(EXERCISE):
Retype, word for word, each line between the lines holding "johanstokking: I understand" and "LDannijs: I had", inclusive, and leave the rest of the data alone.

(EXTRACTED ENTRIES):
PR #542, opened 2022-10-11
Delete duplicated

Jaime-Trinidad:
Thermokon was duplicated in the root

#### Summary

...

#### Changes

- ...
- ...

#### Notes for Reviewers

...

#### Release Notes

- ...


Jaime-Trinidad:
Hi @ysmilda I delete the duplicated can you review it so I can merge it

ysmilda (changes requested):
When the files were added to the root they were also updated, those changes are now lost. Can you copy the files into the `vendors` folder instead of just deleting them?

Jaime-Trinidad:
> When the files were added to the root they were also updated, those changes are now lost. Can you copy the files into the `vendors` folder instead of just deleting them?

Yeah, they are already there I verify before deleting them from the root, and are the same, that's why I didn't copy them to not duplicate

Jaime-Trinidad:
@ysmilda review done including some fixes

ysmilda (approved):
LGTM!

PR #561, opened 2022-11-26
Update esp32-paxcounter-codec

cyberman54:
Payload API for paxcounter devices changed a litte, a new value sleepcycle is delivered. This update catches up with it.


cyberman54:
cancelled, will come up with a new one.

PR #772, opened 2024-04-08
Fix missing sensors and add device types

### LINKED ISSUE #769: Missing Sensors on Devices
#### Summary

There are 252 devices without sensors, it is needed to review if there is the need to add sensors that are not in `.yaml` file or contact device makers so they can add them. Also this will work for the dropdown menu

#### What do you see now?

252 devices without sensors in `.yaml` file

i.e. Elvaco `cmi4130.yaml` they deleted `sensors` 

#### What do you want to see instead?

Reduce the number of devices without this information

...

@LDannijs let's work on this.

LDannijs:
#### Summary

Looked through the devices csv to note which devices are missing sensors. Was able to add it for a lot but Netvox, Radio Bridge and Tektelic have too many to manually change. Also added `devicetype` to compensate for devices with no sensors. Closes #769 

#### Changes

- Add missing sensors for a lot of devices missing them
  - EXCEPT Netvox, Radio Bridge and Tektelic (too many devices) and devices with no sensors (devicetype)
- Add `devicetype` to the schema to identify what type of device it is 
  - Some devices that don't have sensors now have `devicetype` to be able to filter for them.
- Add `devicetype` to the csv script
- Make images mandatory to add to device file
- Remove `The-box development` and `Grinn` 
  - No images for their devices, barren and old info, no information to be found about them online
- fix Elvaco images

#### Notes for Reviewers

@Jaime-Trinidad lets discuss if this is correct and if there are things we're missing.


LDannijs:
Decided to update Netvox, Radio bridge and Tektelic anyway :)

schema.json
```diff
@@ -918,6 +918,12 @@
           "description": "Instructions for finding firmware version",
           "examples": ["In the WebFig configuration panel, the firmware version is stated in the top left (e.g RouterOS v6.47.9)"]
         },
+        "devicetype": {
+          "type": "array",
+          "items": {
+            "enum": ["sensor", "devboard", "actuator", "module", "converter", "coveragetest", "display"]
```
johanstokking, line 924: The properties are not really mutually exclusive and collectively exhaustive anymore this way.

For example:
- If the device has any sensor in `sensors`, it's a sensor
- Can it be a dev board and a module or are they mutually exclusive? Isn't a device typically either a commercial of the shelf device, a dev board or a module?
- What does converter mean? Isn't this what `bridgeInterfaces` is for?

schema.json
```diff
@@ -936,15 +942,18 @@
               "conductivity",
               "current",
               "digital input",
+              "digital output",
```
johanstokking, line 945: A digital output is not a sensor

If needed, we can add a property `actuators`

schema.json
johanstokking: I understand this is useful for the CSV export, but I think we should deduce this from the other properties instead of declaring a new one here.

LDannijs: I had this discussion with @Jaime-Trinidad, and he suggested something to categorize the types of devices available. Not every device has sensors (like actuators) so i felt this would help the filtering (when that is eventually implemented).

In my opinion, the more we can differentiate the better. Jaime told me users search a lot for devboards, so categorizing them separately would help i imagine.

And yes `bridgeInterfaces` does that task but its not a category, users wont be able to filter by those.

johanstokking: What I mean to say is that there is a difference between what is defined in the model and what is presented to users.

Now, presentation layer requirements are applied to the data layer, requiring additional fields to be set, which may feel like redundant and duplicate and therefore easy to miss.

What we should do instead, is wherever we need it – that is, in the representation (CSV export) or presentation layer (that uses the CSV) – deduce fields from whatever is in the data repository here.

For example, if there are any `bridgeInterfaces`, it's an `actuator`.

I'm supporting adding stuff to the schema that we cannot declare otherwise (like whether it's a module, a dev board or a commercial off the shelf device, which is mutually exclusive). But other stuff, like whether it's a sensor or an actuator or a converter should be deduced. And probably, a `display` is just a capability or even an actuator, not a device type.

LDannijs: Alright i see. I just imagine it would be more work for the eventual website filtering to, for example, search for "if there are any `bridgeInterfaces`, it's an `actuator`."

So what you're suggesting is leaving module and devboard? And 

> or a commercial off the shelf device

To what products would that apply? isn't that just everything else?

johanstokking: > Alright i see. I just imagine it would be more work for the eventual website filtering to, for example, search for "if there are any `bridgeInterfaces`, it's an `actuator`."

It is much more work for device makers to fill out redundant fields than it is for some basic filtering. If you really want to do this in the CSV, why wouldn't you check `Array.isArray(d.bridgeInterfaces) && d.bridgeInterfaces.length > 0` which returns a boolean that you can export as `converter`.

> So what you're suggesting is leaving module and devboard? And
> 
> > or a commercial off the shelf device
> 
> To what products would that apply? isn't that just everything else?

Yeah I think there's `developer kit`, `module` and `cots`. That's not an array of enum but just an enum.

> EDIT: also, display is a device type, see: https://tektelic.com/products/sensors/memo-multi-purpose-display-tablet/ this one is in the repo

I don't understand what the difference is between a display vs a light vs a digital output. It all falls in the category actuators.

bin/csv.js
```diff
@@ -37,6 +37,7 @@ const extractData = (filePath, vendor) => {
       const name = data.name;
       const vendorname = vendorNamesMap.get(vendor) || vendor; // Fallback to the vendor ID if no name is found
       const description = data.description.replace(/"/g, "'");
+      const devicetype = data.devicetype || '';
```
johanstokking, line 40: Please rename to `deviceType`, lowerCamelCase

johanstokking: This applies to what is in the device repository and schema as well

LDannijs: Whoops apologies 😁

johanstokking (approved):

Jaime-Trinidad (approved):

Jaime-Trinidad (approved):

Jaime-Trinidad (approved):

(ANSWER SPACE):
johanstokking: I understand this is useful for the CSV export, but I think we should deduce this from the other properties instead of declaring a new one here.

LDannijs: I had this discussion with @Jaime-Trinidad, and he suggested something to categorize the types of devices available. Not every device has sensors (like actuators) so i felt this would help the filtering (when that is eventually implemented).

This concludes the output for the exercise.